Issue #3443, opened 2021-03-04
Add tool to generate random XDR values


tamirms:
Given an XDR data type (e.g. `LedgerEntryChange`) we would like to generate a set of XDR values which cover all possible structures of the data type (e.g. given an xdr union we want to make sure all branches of a union are represented in the set). The fields within the XDR values should be set to random values.

The primary motivation behind building such a tool is that we could use it to generate a corpus for fuzz testing. We could also potentially integrate this tool into a property testing framework. This tool would be particularly helpful when working on protocol upgrades which require us to update the Stellar XDR definitions (e.g. https://github.com/stellar/go/issues/3430)

Issue #3430, opened 2021-03-01
Automatically test XDR type-switches


2opremio:
In Horizon there are several places where we exhaustively go over union type tags.

e.g. 1 :

```
	switch operation.OperationType() {
	case xdr.OperationTypeCreateAccount:
		foo()
	case xdr.OperationTypeCreateAccount:
		bar()
	...
	}
```

e.g. 2 :

```
	switch effectType {
	case EffectTypeNames[EffectAccountCreated]:
		foo()
	case EffectTypeNames[EffectAccountCredited]:
		bar()
	...
	}
```

When adding new types (e.g. a new operation or effect) it's easy to miss updating some of those switches.

We should strive to create automatic unit tests which notify a `case` entry was missed whenever we add a new type.

2opremio:
For operation types we can use reflection, since we have all the symbol names are automatically generated in `xdr.operationTypeMap `.

For effects we can go over the keys of `effects.EffectTypeNames`.

We should do something similar for all the `history.Effect*` symbols, but we will probably need to add some extra machinery for it (or fix the replication of `effects.Effect*` and `history.Effect*` once and for all).

PR #3523, opened 2021-04-01
xdr: Add random XDR generator

tamirms:
<details>
  
### PR Structure

  otherwise).
  packages.

### Thoroughness

### Release planning

</details>

### What

Close https://github.com/stellar/go/issues/3443

This commit introduces the `randxdr` package to the monorepo. `randxdr` is used for generating XDR values with random data. 

`randxdr` was built using https://github.com/xdrpp/goxdr . Check out this presentation https://drive.google.com/file/d/1NG9aTGlf3yKMfIHdxXeGMpMNMDkOfGre/view to see how goxdr is better than other xdr compilers.

### Why

> The primary motivation behind building such a tool is that we could use it to generate a corpus for fuzz testing. We could also potentially integrate this tool into a property testing framework. This tool would be particularly helpful when working on protocol upgrades which require us to update the Stellar XDR definitions (e.g. #3430)

### Known limitations

1. introduces another dependency to the monorepo ( https://github.com/xdrpp/goxdr )
2. introduces another autogenerated xdr go file ( gxdr/xdr_generated.go ) when we aleady xdr/xdr_generated.go

Counterpoint to (1): I think goxdr has no external dependencies itself.
Counterpoint to (2): I added a script to ensure that  gxdr/xdr_generated.go is always in sync with the xdr/*.x files


randxdr/marshaller.go
```diff
@@ -0,0 +1,121 @@
...
+// Marshal populates a given goxdr.XdrType with random values.
+//
+// Every complex goxdr.XdrType has functions like XdrRecurse() which
+// allow you to visit subfields of the complex type. That is how
+// randMarshaller is able to populate subfields of a complex type with
+// random values.
+//
+// Note that randMarshaller is stateful because of how union types are handled.
+// Therefore Marshal() should not be used concurrently.
+func (rm *randMarshaller) Marshal(field string, i goxdr.XdrType) {
```
paulbellamy, line 53: Nit: I feel like [`filepath.Walk`](https://golang.org/pkg/path/filepath/#Walk) would be a better name and approach, than the `Marshal`/`XdrRecurse` combo, but that's more of a `goxdr` pull request, so, c'est la vie.

randxdr/marshaller.go
```diff
@@ -0,0 +1,121 @@
...
+	}
+
+	switch t := goxdr.XdrBaseType(i).(type) {
+	case goxdr.XdrVarBytes:
+		bound := t.XdrBound()
+		if bound > rm.maxBytesSize {
+			bound = rm.maxBytesSize
+		}
+		bound++
+		bs := make([]byte, rm.rand.Uint32()%bound)
```
paulbellamy, line 65: Could this OOM-kill the tests if it tries to claim 4GB of ram? Good to test though... 🤔

paulbellamy: Ah, no the maxBytesSize is 256. But, should we actually test larger values? Are they possible?

randxdr/marshaller.go
```diff
@@ -0,0 +1,121 @@
...
+			bound = rm.maxVecLen
+		}
+		bound++
+		vecLen := rm.rand.Uint32() % bound
+		t.SetVecLen(vecLen)
+		t.XdrMarshalN(rm, field, vecLen)
+	case goxdr.XdrPtr:
+		present := rm.rand.Uint32()&1 == 1
+		t.SetPresent(present)
+		t.XdrMarshalValue(rm, field)
```
paulbellamy, line 84: Shouldn't we only marshal this if it is present?

randxdr/marshaller.go
```diff
@@ -0,0 +1,121 @@
...
+		// We must rely on these two facts:
+		// * when XdrRecurse() is called on a union, the first field which will be marshalled is the tag field
+		// * the tag field can be one of two types: uint32 or enum
+		if m := t.XdrValidTags(); m != nil {
+			rm.tag = uint32(rm.randomKey(m))
+			rm.useTag = true
+			// The next field the marshaller will visit is the tag field.
+			// Once the tag is set, we need to toggle rm.useTag to false.
+		}
+		t.XdrRecurse(rm, field)
```
paulbellamy, line 115: Nit: You could potentially avoid the statefulness and make this thread-safe by passing a new `randomMarshaller` to this function. Something like:
```suggestion
		t.XdrRecurse(&randomMarshaller{
			tag: uint32(rm.randomKey(m)),
			rand: rm.rand,
			maxBytesSize: rm.maxBytesSize,
			maxVecLen: rm.maxVecLen,
			presets: rm.presets,
		}, field)
```

Then you don't need the `useTag` thing at all.

randxdr/presets.go
```diff
@@ -0,0 +1,99 @@
...
+
+// FieldMatches returns a Selector which matches on a field name by regexp
+func FieldMatches(r *regexp.Regexp) Selector {
+	return func(name string, xdrType goxdr.XdrType) bool {
+		return r.MatchString(name)
+	}
+}
+
+// IsPtr is a Selector which matches on all XDR pointer fields
+var IsPtr Selector = func(name string, xdrType goxdr.XdrType) bool {
```
paulbellamy, line 38: Why vars for these? do they change somewhere?

paulbellamy (approved):

randxdr/generator.go
```diff
@@ -0,0 +1,52 @@
...
+)
+
+// NewGenerator returns a new Generator instance configured with default settings.
+// The returned Generator is deterministic but it is not thread-safe.
+func NewGenerator() Generator {
+	return Generator{
+		MaxBytesSize: DefaultMaxBytesSize,
+		MaxVecLen:    DefaultMaxVecLen,
+		// rand.NewSource returns a source which is *not* safe for concurrent use
+		Source: rand.NewSource(DefaultSeed),
```
bartekn, line 39: Wouldn't this produce deterministic sequence on every run? So in tests in the loop it will test the same cases over and over again? This script prints same values for me on every run:
```go
package main

import (
	"fmt"
	"math/rand"
)

func main() {
	source := rand.NewSource(99)
	r := rand.New(source)
	for i := 0; i < 100; i++ {
		fmt.Println(r.Int())
	}
}
```

.circleci/config.yml
```diff
@@ -78,6 +78,14 @@ commands:
           name: Check generated code
           command: ./gogenerate.sh
 
+  # checkgoxdr validates that any goxdr generated code has been updated if needed.
+  checkgoxdr:
```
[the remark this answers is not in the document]
tamirms: I had that thought as well. The reason I created a separate script is that `gogenerate.sh` was for all workflows that use https://golang.org/pkg/cmd/go/internal/generate/ whereas `checkgoxdr` uses a make file to generate the code. so I wasn't sure if it was appropriate to merge the 2 scripts

randxdr/marshaller.go
tamirms: This is configured by the `MaxBytesSize` field in `Generator`. 256 is an arbitrary default so I'm not sure if it's the best one

bartekn: I agree we should test larger values - up to what's possible (I guess it's MAX_INT64 for xdr). Should be probably set to smaller values in envs with smaller memory (like Circle).

randxdr/marshaller.go
tamirms: the go doc string for `XdrMarshalValue()` is:

	// If the present/not-present bool is false, this function does
	// nothing.  Otherwise, it marshals just the value, not the bit.
	XdrMarshalValue(XDR, string)

services/horizon/internal/ingest/processors/offers_processor_test.go
```diff
@@ -3,16 +3,56 @@
...
+	gen := randxdr.NewGenerator()
+
+	var changes []xdr.LedgerEntryChange
+	for i := 0; i < 1000; i++ {
+		change := xdr.LedgerEntryChange{}
+		shape := &gxdr.LedgerEntryChange{}
+		gen.Next(
+			shape,
+			[]randxdr.Preset{
+				{randxdr.FieldEquals("type"), randxdr.SetU32(gxdr.LEDGER_ENTRY_CREATED.GetU32())},
```
bartekn, line 36: We may want to generate updated and remove changes in the future. Do you have a plan how to do that?

services/horizon/internal/ingest/processors/offers_processor_test.go
```diff
@@ -3,16 +3,56 @@
...
+				// the offers postgres table is configured with some database constraints which validate the following
+				// fields:
+				{randxdr.FieldEquals("created.lastModifiedLedgerSeq"), randxdr.SetPositiveNum32()},
+				{randxdr.FieldEquals("created.data.offer.amount"), randxdr.SetPositiveNum64()},
+				{randxdr.FieldEquals("created.data.offer.price.n"), randxdr.SetPositiveNum32()},
+				{randxdr.FieldEquals("created.data.offer.price.d"), randxdr.SetPositiveNum32()},
```
bartekn, line 42: This is cool but we need to remove cases that would not pass Stellar-Core validation (like flags - basically reimplement `doCheckValid` methods from Core here). We should probably also generate only offer changes (or at least set probability of offer change to something like 90%).

randxdr/presets.go
tamirms: they do not change. the only reason I use vars is because I wanted to communicate that the values are of the `Selector` type

xdr/json_test.go
```diff
@@ -59,6 +63,34 @@ func TestClaimPredicateJSON(t *testing.T) {
...
+func TestRandClaimPredicateJSON(t *testing.T) {
+	gen := randxdr.NewGenerator()
+	for i := 0; i < 1000; i++ {
+		cp := &ClaimPredicate{}
+		shape := &gxdr.ClaimPredicate{}
+		gen.Next(
+			shape,
+			[]randxdr.Preset{
+				{randxdr.IsPtr, randxdr.SetPtrToPresent},
+			},
```
bartekn, line 75: As in offers test: we should make sure that it does not generate objects that wouldn't be accepted by Core. Ex. `AbsBefore` < 0.

randxdr/generator.go
tamirms: I get a different values when I run that code https://play.golang.org/p/XOBZMkfZuuN

services/horizon/internal/ingest/processors/offers_processor_test.go
tamirms: I think you can do it in two steps. First generate a state entry containing an offer. For the update case generate an updated entry and preset the offer so it has the same id, allow the other offer fields to be random. In the remove case it would be similar except the type of the 2nd entry would be removed instead of updated

services/horizon/internal/ingest/processors/offers_processor_test.go
tamirms: I'm not sure we should do more than the bare minimum of validation because it will make our ingestion implementation more robust. If we do have any assumptions implicit in the ingestion code doing this type of testing will help make those assumptions more explicit

xdr/json_test.go
tamirms: Since we're testing if the code crashes / produces an error I don't think it's necessary to restrict the inputs more than the bare minimum

randxdr/marshaller.go
tamirms: I don't think that would that would work. Here is what  `XdrRecurse()` looks like for a union:

```golang
func (u *LedgerCloseMeta) XdrRecurse(x XDR, name string) {
	if name != "" {
		name = x.Sprintf("%s.", name)
	}
	XDR_int32(&u.V).XdrMarshal(x, x.Sprintf("%sv", name))
	switch u.V {
	case 0:
		x.Marshal(x.Sprintf("%sv0", name), XDR_LedgerCloseMetaV0(u.V0()))
		return
	}
	XdrPanic("invalid V (%v) in LedgerCloseMeta", u.V)
}
```

The marshaller is going to get applied on the union tag field and it will set `u.V` to `randomMarshaller.tag` which is what we want, so that's good.

However, the same marshaller will then be applied on the union arm. So, any uint32 or enum fields contained within the arm will be fixed to `randomMarshaller.tag` which we don't want to happen

randxdr/generator.go
bartekn: I can see same values on my laptop **and** in play.golang.

tamirms: Screen Shot 2021-04-08 at 8 04 36 AM

tamirms: another indication that it produces different values is `TestFuzzOffers`. If the same offer was generated on every run then the ingestion processor would return an error from postgres for attempting to create multiple rows with the same primary key

randxdr/marshaller.go
paulbellamy: Ah yeah, I was thinking in the non-union ones you would clear the tag. But I think you're right. 🤔 Ok. gefn.

randxdr/generator.go
paulbellamy: Yeah, I was under the impression you wanted it to return the same values every run. If you *don't* want that, the seed should be set to something like `time.UnixNano()`

services/horizon/internal/ingest/processors/offers_processor_test.go
paulbellamy: It could be interesting to model a state-machine around an account (e.g. create account, send a txn, updateData, etc) then generate sequences by a random walk through the state machine transitions.

xdr/json_test.go
paulbellamy: IMO, it should generate anything which could make it through the parser.

.circleci/config.yml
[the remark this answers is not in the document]
paulbellamy: well, two approaches, I guess. Chuck a comment in `./goxdr/main.go`(or wherever) to call the makefile: `// go:generate make whatever`, or it could just do it directly. I'm not super fussed either way, but think that have a single entrypoint to "regenerate all the codegen" would be a good thing.

randxdr/generator.go
bartekn: What got me thinking is that in tests we are testing the same cases over and over again but I understand now. Thanks!

bartekn: > The determinism is actually intentional because if there's a test failure I would like to be able to reproduce it

You can actually also just print the XDR that caused a failure.

services/horizon/internal/ingest/processors/offers_processor_test.go
bartekn: I understand what you mean. I think this is basically _more validation_ vs _more false positives_ dillema.

bartekn (approved):
LGTM. I think it's worth doing more in terms of validation to decrease number of false positives but maybe let's check if we get too many of them.

randxdr/marshaller.go
tamirms: cc @stanford-scs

> **Brief**:
Wherever the word "randomMarshaller" appears in the records above, copy that line.

> **Worked solution**:
paulbellamy, line 115: Nit: You could potentially avoid the statefulness and make this thread-safe by passing a new `randomMarshaller` to this function. Something like:
		t.XdrRecurse(&randomMarshaller{
The marshaller is going to get applied on the union tag field and it will set `u.V` to `randomMarshaller.tag` which is what we want, so that's good.
However, the same marshaller will then be applied on the union arm. So, any uint32 or enum fields contained within the arm will be fixed to `randomMarshaller.tag` which we don't want to happen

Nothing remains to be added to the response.